In a fast-moving, and somewhat confusing, week on the COVID-19 front, Milam County cumulative cases went up almost 50 percent and Texas Gov. Greg Abbott made mask-wearing mandatory in public under most circumstances.
As of Reporter presstime Wednesday morning, the county had recorded 133 total cases of the potentially deadly virus with 40 of them active.
That’s an increase of 48 percent in cumulative cases and 74 percent in active cases during the past week.
At presstime last Wednesday there were 90 cumulative cases, 21 of them active.
County Judge Steve Young said two persons are hospitalized and one is on a ventilator. “On Tuesday two persons came out of hospitals and two went in,” he said.
One of the new cases involves a five-year-old. Statistics released two weeks ago didn’t include any positive tests in the 0-9 age group.
Nine of the new cases came from Milam County nursing homes. The Reporter has learned only one of those nine cases was recorded in Rockdale.
The new totals don’t yet include any results from the 400 public tests last week.
How quickly has the new surge affected Milam County? As recently as three weeks ago there were 38 cumulative cases in the county. As of Wednesday morning there are two more active cases than that.
MASKS—There was lots of action on the mask front during the past week.
Young had ordered Milam County residents to mask up, essentially while shopping, on June 30. That placed the burden of enforcement on businesses who could have been liable for fines of up to $1,000 for allowing unmasked customers.
But Gov. Greg Abbott on Friday ordered a statewide “mask in public” order which shifted the responsibility to individual Texans and superseded county orders, including Milam’s.
Texans 10-and-older not wearing masks “in a commercial space or public building, or within an outdoor setting not allowing for six feet of physical distancing” were said to be liable for a $250 penalty.
However, a number of law enforcement personnel throughout the state, while supporting the concept of mask-wearing, have said they will not enforce the governor’s order.
They include Milam County Sheriff Chris White and Rockdale Police Chief Jerry Meadors.
White said, after consulting with the Texas Association of Counties for legal advice on how to enforce the governor’s order “without opening the county up to civil penalties or lawsuits that might start from possible civil rights violations,” he has decided his department will not enforce the order.
White pointed out the order itself states: “But no law enforcement, or other state officials, may detain, arrest or confine in jail any person for a violation of this executive order.”
He also told The Reporter there was “no chance” the Milam County Sheriff’s Department would issue any citations invoking the $250 penalty.
“The only action my office will take is to educate and suggest the use of masks.”
CITY—Rockdale Police Chief Jerry Meadors told The Reporter he is in “complete agreement” with Sheriff White.
“I’ve talked it over with the city manager and we’re in agreement the (governor’s) order is just contradictory,” Meadors said. “It specifies a penalty, but then it says law enforcement can’t detain anybody.”
“If we stop somebody because they’re not wearing a mask, we are detaining them,” Meadors said. “Even if we were going to write them a citation, we are detaining them while they are waiting for us to write it.”
Meadors said he shares White’s concern about opening up a governing body to litigation.

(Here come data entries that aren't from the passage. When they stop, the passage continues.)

PR #1046, opened 2017-01-25
Kura Wires INTERNAL ERROR refs fixes

amitjoy:
1. Fixed Build Paths
2. Added Exception Details to Cloud Publisher Publish method
3. Asset Provider activation policy set to lazy
4. Added exception contract to Wire Service deleteConfiguration Javadoc

### DIFF
--- a/kura/org.eclipse.kura.util/src/main/java/org/eclipse/kura/util/base/ThrowableUtil.java
+++ b/kura/org.eclipse.kura.util/src/main/java/org/eclipse/kura/util/base/ThrowableUtil.java
@@ -1,19 +1,25 @@
 /*******************************************************************************
- * Copyright (c) 2016 Eurotech and/or its affiliates and others
+ * Copyright (c) 2016, 2017 Eurotech and/or its affiliates and others
  *
  * All rights reserved. This program and the accompanying materials
  * are made available under the terms of the Eclipse Public License v1.0
  * which accompanies this distribution, and is available at
  * http://www.eclipse.org/legal/epl-v10.html
- * 
+ *
+ * Contributors:
+ *  Eurotech
+ *  Amit Kumar Mondal
+ *
  *******************************************************************************/
 package org.eclipse.kura.util.base;
+
+import static java.util.Objects.requireNonNull;
 
 import java.io.PrintWriter;
 import java.io.StringWriter;
 
-import org.eclipse.kura.KuraErrorCode;
-import org.eclipse.kura.KuraRuntimeException;
+import org.eclipse.kura.localization.LocalizationAdapter;
+import org.eclipse.kura.localization.resources.UtilMessages;
 
 /**
  * The Class ThrowableUtil contains all necessary static factory methods for
@@ -21,19 +27,54 @@ import org.eclipse.kura.KuraRuntimeException;
  */
 public final class ThrowableUtil {
 
+    /** Localization Resource. */
+    private static final UtilMessages message = LocalizationAdapter.adapt(UtilMessages.class);
+
     /** Constructor */
     private ThrowableUtil() {
         // Static Factory Methods container. No need to instantiate.
     }
 
     /**
-     * Propagates a {@code throwable}.
+     * Propagates a {@code throwable} instance if the throwable is instance of the provided type
+     *
+     * Usage:
+     *
+     * <pre>
+     * <code>
+     * Throwable throwable = null;
+     *
+     * try {
+     *  ....
+     * } catch (Exception1 | Exception2 | Exception3 e) {
+     *   throwable = e;
+     *   ThrowableUtil.propagateIfInstanceOf(e, Exception3.class);
+     *   //if not an instance of Exception3
+     *   doSomethingForException1OrException2();
+     * }
+     *
+     * if (Objects.nonNull(throwable)) {
+     *  //now only propagate if instance of Exception2
+     *  ThrowableUtil.propagateIfInstanceOf(throwable, Exception2.class);
+     * }
+     * </code>
+     * </pre>
      *
      * @param throwable
      *            the throwable to propagate
+     * @param clazz
+     *            the type instance to check
+     * @throws NullPointerException
+     *             if any of the provided arguments is null
      */
-    public static void propagate(final Throwable throwable) {
-        throw new KuraRuntimeException(KuraErrorCode.INTERNAL_ERROR, throwable);
+    public static <E extends Throwable> void propagateIfInstanceOf(final Throwable throwable, final Class<E> clazz)
+            throws E {
+        requireNonNull(throwable, message.throwableNonNull());
+        requireNonNull(clazz, message.clazzNonNull());
+
+        if (clazz.isInstance(throwable)) {
+            throw clazz.cast(throwable);
+        }
     }
 
     /**
--- a/kura/org.eclipse.kura.wire.provider/src/main/java/org/eclipse/kura/internal/wire/WireServiceImpl.java
+++ b/kura/org.eclipse.kura.wire.provider/src/main/java/org/eclipse/kura/internal/wire/WireServiceImpl.java
@@ -1,10 +1,14 @@
 /*******************************************************************************
- * Copyright (c) 2016 Eurotech and/or its affiliates and others
+ * Copyright (c) 2016, 2017 Eurotech and/or its affiliates and others
  *
  * All rights reserved. This program and the accompanying materials
  * are made available under the terms of the Eclipse Public License v1.0
  * which accompanies this distribution, and is available at
  * http://www.eclipse.org/legal/epl-v10.html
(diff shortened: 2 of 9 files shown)


kura/org.eclipse.kura.wire.provider/src/main/java/org/eclipse/kura/internal/wire/WireServiceImpl.java
```diff
@@ -265,7 +268,7 @@ public void deleteWireConfiguration(final WireConfiguration wireConfiguration) {
                 }
             }
         } catch (final InvalidSyntaxException e) {
-            throw new KuraRuntimeException(KuraErrorCode.INTERNAL_ERROR, ThrowableUtil.stackTraceAsString(e));
+            throw new IllegalArgumentException(ThrowableUtil.stackTraceAsString(e));
```
ctron: Why don't you just throw in the exception as it is intended?

kura/org.eclipse.kura.util/src/main/java/org/eclipse/kura/util/base/ThrowableUtil.java
```diff
@@ -31,9 +32,11 @@ private ThrowableUtil() {
      *
      * @param throwable
      *            the throwable to propagate
+     * @throws RuntimeException
+     *             translates the provided exception as a runtime exception
      */
     public static void propagate(final Throwable throwable) {
-        throw new KuraRuntimeException(KuraErrorCode.INTERNAL_ERROR, throwable);
+        throw new RuntimeException(throwable);
```
ctron: I don't see a real benefit in such a wrapper method. Maybe you can explain this.

kura/org.eclipse.kura.wire.provider/src/main/java/org/eclipse/kura/internal/wire/WireServiceImpl.java
amitjoy: The client code cannot do anything about `InvalidSyntaxException` (a checked one). Especially if a checked exception is used for conditions from which the caller cannot recover, I think it is justified to translate that exception to a runtime exception.

kura/org.eclipse.kura.util/src/main/java/org/eclipse/kura/util/base/ThrowableUtil.java
amitjoy: This has been written for the same reason to translate a checked exception to an unchecked one. If the caller doesn't have any idea about how to recover, it is beneficial to propagate it as an unchecked one.

ctron: True. But you could simple inline that method. I see no real benefit in adding a method for that.

kura/org.eclipse.kura.wire.provider/src/main/java/org/eclipse/kura/internal/wire/WireServiceImpl.java
ctron: True. But passing in the original exception as a string is a bit against the idea of that. Normally in Java you would pass in the original exception and let Java handle the rest.

kura/org.eclipse.kura.util/src/main/java/org/eclipse/kura/util/base/ThrowableUtil.java
amitjoy: The downside that I can see now is that if `throwable` is a runtime exception, it would result in additional wrap. The idea is to provide useful utility method to deal with throwable instances. You are right, this method is not that useful. Let me think of something useful one.

kura/org.eclipse.kura.wire.provider/src/main/java/org/eclipse/kura/internal/wire/WireServiceImpl.java
amitjoy: I agree.

kura/org.eclipse.kura.util/src/main/java/org/eclipse/kura/util/base/ThrowableUtil.java
amitjoy: The method that I have added has a very good use case in Driver implementation for Kura Wires - soon to be available as a PR. The driver has to deal with all low-level complexities in which case it encounters several types of exceptions and based on specific exceptions, propagation is done but not for all. This could have been achieved using simply having multi-catch blocks but to save verbosity, I believe, this method is beneficial.

ctron: Just inline thr method.

amitjoy: Wouldn't it be flexible to extract it as a helper method so that it can be used in other places too? Even I am using it for different Driver implementations of Kura Wires (Modbus and OPC-UA Driver).

amitjoy:
@ctron @MMaiero Could you kindly have a look at it?

kura/org.eclipse.kura.wire.provider/src/main/java/org/eclipse/kura/internal/wire/WireServiceImpl.java
```diff
@@ -206,13 +209,13 @@ synchronized void createWires() throws KuraException {
                                 conf.setWire(wire);
                             }
                         } catch (final InvalidSyntaxException e) {
-                            s_logger.error(ThrowableUtil.stackTraceAsString(e));
+                            logger.error(ThrowableUtil.stackTraceAsString(e));
```
ctron: Same here as the passed arguments to exceptions. The logger can handle stack traces by itself and there is not need to pre-render this.

kura/org.eclipse.kura.wire.provider/src/main/java/org/eclipse/kura/internal/wire/WireServiceImpl.java
```diff
@@ -360,14 +363,14 @@ public synchronized void unbindWireHelperService(final WireHelperService wireHel
...
      */
     public synchronized void updated(final Map<String, Object> properties) {
-        s_logger.debug(s_message.updatingWireService() + properties);
+        logger.debug(message.updatingWireService() + properties);
         this.extractProperties(properties);
         try {
             this.createWires();
         } catch (final KuraException e) {
-            s_logger.error(ThrowableUtil.stackTraceAsString(e));
+            logger.error(ThrowableUtil.stackTraceAsString(e));
```
ctron: Same here as the passed arguments to exceptions. The logger can handle stack traces by itself and there is not need to pre-render this.

kura/org.eclipse.kura.wire.provider/src/main/java/org/eclipse/kura/internal/wire/WireServiceImpl.java
```diff
@@ -95,18 +98,18 @@ public WireServiceImpl() {
...
             this.trackerCustomizer = new WireComponentTrackerCustomizer(componentContext.getBundleContext(), this);
-            this.serviceTracker = new ServiceTracker<WireComponent, WireComponent>(componentContext.getBundleContext(),
-                    WireComponent.class, this.trackerCustomizer);
+            this.serviceTracker = new ServiceTracker<>(componentContext.getBundleContext(), WireComponent.class,
+                    this.trackerCustomizer);
             this.serviceTracker.open();
             this.createWires();
         } catch (final Exception exception) {
-            s_logger.error(ThrowableUtil.stackTraceAsString(exception));
+            logger.error(ThrowableUtil.stackTraceAsString(exception));
```
ctron: Same here as the passed arguments to exceptions. The logger can handle stack traces by itself and there is not need to pre-render this.

amitjoy: `org.slf4j.Logger` does not have any specific method which only takes a single object without passing a string. Hence, I needed to pass the stack trace as represented as stack trace.

ctron: So maybe it is good idea to pass in a string.

amitjoy:
Done 👍

cdealti:
@amitjoy This PR conflicts with #1081. It should be closed. Make sure that its contents are already addressed in #1081. Then please close it.

amitjoy:
@MMaiero Please address these fixes in #1081 where relevant.

MMaiero:
Merged in commit 7c94eb66d9c05344e7bd240c4e157c188c69ce06

PR #1070, opened 2017-02-02
Modified log message in ConfigurationServiceImpl.java

MMaiero:
Modified the logging message in registerComponentOCD to not log the OCD definition
when the logger is in info. Added a more complete message that will be logged when
the logger is in debug.


MMaiero:
@markoer Is there a particular requirement for the toStrings in OCD-related classes?

markoer:
Only that a few tests rely on it. If you delete toString()s, tests will fail. Nothing serious.

MMaiero:
Do you think we can have the tests working without that toString? I would prefer not exposing that stuff.

markoer:
Merge the PR and I'll update the tests. It seems to me that the build is configured so that failing tests don't fail the build itself.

That doesn’t mean police won’t respond to a business owner plea to remove someone from a premises due to their refusal to wear a mask.
“That can be handled under already existing statutes,” Meadors said. “If the owner tells them to leave and they don’t, that can be grounds for trespassing.”
RESULTS—Young told The Reporter the nine nursing home positives were not from the recent state testing at two Cameron and one Rockdale nursing homes, but from previous tests done by the nursing homes.
Young said results from the 400 public tests in three Milam towns last week may be in as soon as this weekend. Those results have a potential to spike the numbers even further.
There were 103 tested in Rockdale, 107 in Milano and 190 in Cameron.